Monday, May 15, 2006

ned lamont - the video

Ned Lamont’s campaign just released a video, produced and directed by Robert Greenwald, the guy who made Outfoxed and other documentaries about Wal-Mart and the lies that led up to the Iraq invasion. You can watch the video here—it’s available in three different formats, so one of them at least should work on your system.

Now, if you’re unfamiliar with Ned Lamont and what he stands for, be patient—he finally shows up a little more than halfway through the video. And be sure to view it on a system where you can crank up your speakers as the volume is way too low for comfort on the web (in each of the formats). I had to listen to it on Stanley’s computer because he’s got a good sound system set up on his, where the harmon kardon speakers on my Toshiba laptop suck—and even on Stanley’s system, I had trouble hearing it (note to the Lamont media folks: some of us are hard of hearing. And we vote.)

I am a solid, active, supporter of Ned Lamont. I even changed my voter registration from unaffiliated to Democrat so I can vote for him in August (yes, I actually remembered to do this!) I’ve done some volunteer work for his campaign (such as putting together and hosting Connecticut Choice Voice), and with Stanley, getting the voter history records from Westport, and we will probably do even more as the need arises. His bumper sticker is on our car. So my “review” of the video is meant to be constructive.

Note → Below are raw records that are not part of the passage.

PR #428, opened 2022-11-04
HLSL Rewrite

devshgraphicsprogramming:
### Basics

I'd start with the easy and simple shader headers, so files ending in `.glsl` that don't have any macros of use any resource types like `sampler2D`.

Later on we'll deal with actual shaders with stages, or ones that make heavy use of preprocessor directives (they will need to be turned into templates).

I took a few GLSL headers and rewrote them to HLSL.
 
Try to follow the same pattern:
- update any copyright comment to current year
- replace all `GLSL` or `glsl` with `HLSL` and `hlsl` respectively
- Header guards should have the form of `_NBL_HLSL_${ADDITIONALNAMESPACE}${_OPTIONAL EXTRA NESTED NAMESPACES}_${FILENAME}_INCLUDED_`
- remove prefixes and make them namespaces (remember that HLSL2021 is not C++11 and nested namespace declaration shortcut is not available)
- for anything after `nbl_glsl_` like `barycentric_` you need to make an informed deduction whether the next identifier was a namespace or a struct
- `vecN` turns into `floatN`
- whenever you see a matrix type like `matCxR`, turn it into a `floatRxC` if there's multiplications going on later on, otherwise keep as a `floatRxC` if there's use of the operator[] like in the `barycentril/util.hlsl` example, if unsure ask or comment
- matrix multiplications need to be replaced with `mul()` as `*` in HLSL just multiplies all elements pointwise (DO NOT WANT)
- fold free/global functions that take a struct as the first parameter back into non-static methods (**careful** if the struct was `in` then method needs to be const, if it was `out` then you should probably turn it into a static method)
- fold free/global functions whose last parf of the prefix matches a class name into static methods

### A word about matrix multiplication

GLSL is utterly fucked.

In textbook mathematics, MxN matrix, means "M rows" (dimensionality of a column) and "N columns" (dimensionality of a row).
Also when you multiply a MxN matrix A with OxP matrix B to get matrix C, like this C = A B, then:
- N and O need to match, so really A is a MxN and B must be a NxP
- C is going to be a MxP matrix

GLSL fucks this up because a mat4x3 is actually a matrix with 3 rows and 4 columns.
But at least this is preserved:
```glsl
matNxM A;
matPxN B;
matPxM C = A*B;
```
and you get the same result as in a textbook by computing the elements of C as dot products between rows of A and columns of B (this is why their dimensionalities have to match).

HLSL at matches the textbook and float3x4 is a matrix with 3 rows and 4 columns.
```hlsl
floatNxM A;
floatPxN B;
floatPxM C = mul(A,B);
```
So for multiplications using `floatMxN` to replace a GLSL `matNxM` is fine.

#### HOWEVER they differ in what `operator[]` returns

GLSL a `vecA matAxB::operator[](int i)` will return the i-th column 
HLSL a `vecB floatAxB::operator[](int i)` will return the i-th row

This a problem that can't be easily side-stepped in a scenario where `[]` is used explicitly, like for example when I construct a matrix from 2 of  3-dimensional vectors like with the barycentrics.

Then the `matNxM` has to become a `floatNxM` and not a `floatMxN` and you need to correct the rest of the code for the fact that the matrix is now a transpose.

This is why @deprilula28 will review and you can ask me and @Erfan-Ahmadi about these cases.

If unsure, leave a comment in the code.

### How do I know whether _prefix is a namespace or a struct?

Basically if you see a GLSL function that takes the same prefix as the first parameter, you know it was supposed to be a method.

For example look at `nbl_glsl_shapes_AABB_t` https://github.com/Devsh-Graphics-Programming/Nabla/blob/master/include/nbl/builtin/glsl/shapes/aabb.glsl and its corresponding HLSL I made.
 
## Testing 

You can get a prebuilt DXC [here](https://github.com/microsoft/DirectXShaderCompiler/releases/download/v1.7.2207/dxc_2022_07_18.zip) for some reason `-HV 2021` does't work with that exe, so you can't do:
- templates 
- bitfields
- `using namespace nbl::hlsl::shapes`
- `using` instead of a `typedef`
yet, but @AnastaZIuk is working on giving you a functional HLSL2021 compiler.

For now make a huge `.bat` file that compiles a bunch of HLSL, I shouldn't be getting any `error` when I run it or `warning`s other than the one warning about PDB not being separate.

Later @AnastaZIuk will make that into a HLSL_Test CMake target.

### Validity of Syntax in "header" `.hlsl` files

`dxc.exe -HV 2018 -T lib_6_6 -IpathToNablaRoot/include/ -Zi -Fo test.bin pathToNablaRoot/include/nbl/builtin/hlsl/restOfThePathToMyHeader.hlsl`

### Validity of Syntax in "complete shader" `.stage.hlsl` files

`dxc.exe -HV 2018 -T ${shader_stage}_6_6 -IpathToNablaRoot/include/ -IpathToNablaRoot/src/ -spirv -Zi -Fo test.bin pathToNablaRoot/include/nbl/builtin/hlsl/restOfThePathToMyShader.${stage}.hlsl`

### [Much Later TODO] Validity of Syntax for "implementation" `.hlsl` files

`dxc.exe -HV 2018 -T lib_6_6 -IpathToNablaRoot/include/ -IpathToNablaRoot/src/ -Zi -Fo test.bin pathToNablaRoot/src/nbl/builtin/hlsl/restOfThePathToMyHeader.hlsl`

## TODO list:

- [ ] @AnastaZIuk get DXC building as a static lib (to link into Nabla) and an EXE (to build HLSL into SPV) which understands `-HV 2021` option
- [ ] @Erfan-Ahmadi `asset::CHLSLCompiler` so we can compile HLSL at runtime 
- [ ] @AnastaZIuk create CMake utility function to make `.stage.spv` from **full** (when you actually know the shader stage and entry point) HLSL shaders
- [ ] (Seprate PR) @AnastaZIuk improve the resource embedding CMake and scripts, so it can be used not only to embed resources in C++ using the `nbl::builtin` namespace but in external projects with custom namespaces, also handle the embedding of resources that will be created at a later date (like compiled)
- [ ] @Erfan-Ahmadi replace the preprocessor used to resolveIncludes, etc. with our fork of https://github.com/bnoazx005/tcpp/blob/master/source/tcppLibrary.hpp and refactor `IIncluder` etc.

My comments: The video takes way, way too long to introduce Ned. It’s way, way too negative. (As is most of the Lamont campaign literature I’ve seen.) Ned’s website is so much better as presenting him and his positions on the issues that the campaign would be better off just sending people to the home page than spending the money on slick mailings and videos that waste too much space Joe-bashing. What’s the closing shot on the video? A picture of Joe and Bushie. It’s clever and funny, but only to those already in the say-no-to-Joe camp. What it does is evoke sympathy for Liebermouth. Bash, bash, bash, and not nearly enough about Ned.

The montages are so choppy that I was never sure what issue was being discussed—why not a straightforward sequence of Issue, Liebermouth’s stand (non-solution), Ned’s solution. You know, problem-status quo-solution. Make it crystal clear why Ned is the better choice. Ned is charismatic, articulate, and easy on the ears (vs. Joe’s whine)—the video should start with Ned and end with Ned. The campaign literature should follow the same format: Ned has a better way. It’s all too much about Joe sucks and that gets old really fast (no matter how much Joe sucks)—I want to support a candidate, not vote against an incumbent. And I want the candidate I’m supporting to be better than the incumbent, not buried by the mud. A little Joe-bashing is fine, but not something to base an entire campaign on.

When watching the video, I wanted to know more about what Ned’s program is in the Bridgeport high school, and more about his views on paying for healthcare, and to know more about how he thinks we should get ourselves out of Iraq and what he thinks shoud be done about enery—I already know what Joe’s positions are. I’m just worried that the over-focus on Bad Joe will evoke more more people to vote for him out of sympathy than belief in him. I think Greenwald’s video should be remade into a video about Ned and the issues and presented without the cute intercutting that makes it confusing—the issues are certainly compelling enough. The campaign literature should be focused on Ned and his proposed solutions more than DINO Joe.

And that’s my two-cent’s worth. Stop feeding my depression about the way things are now—give me some hope.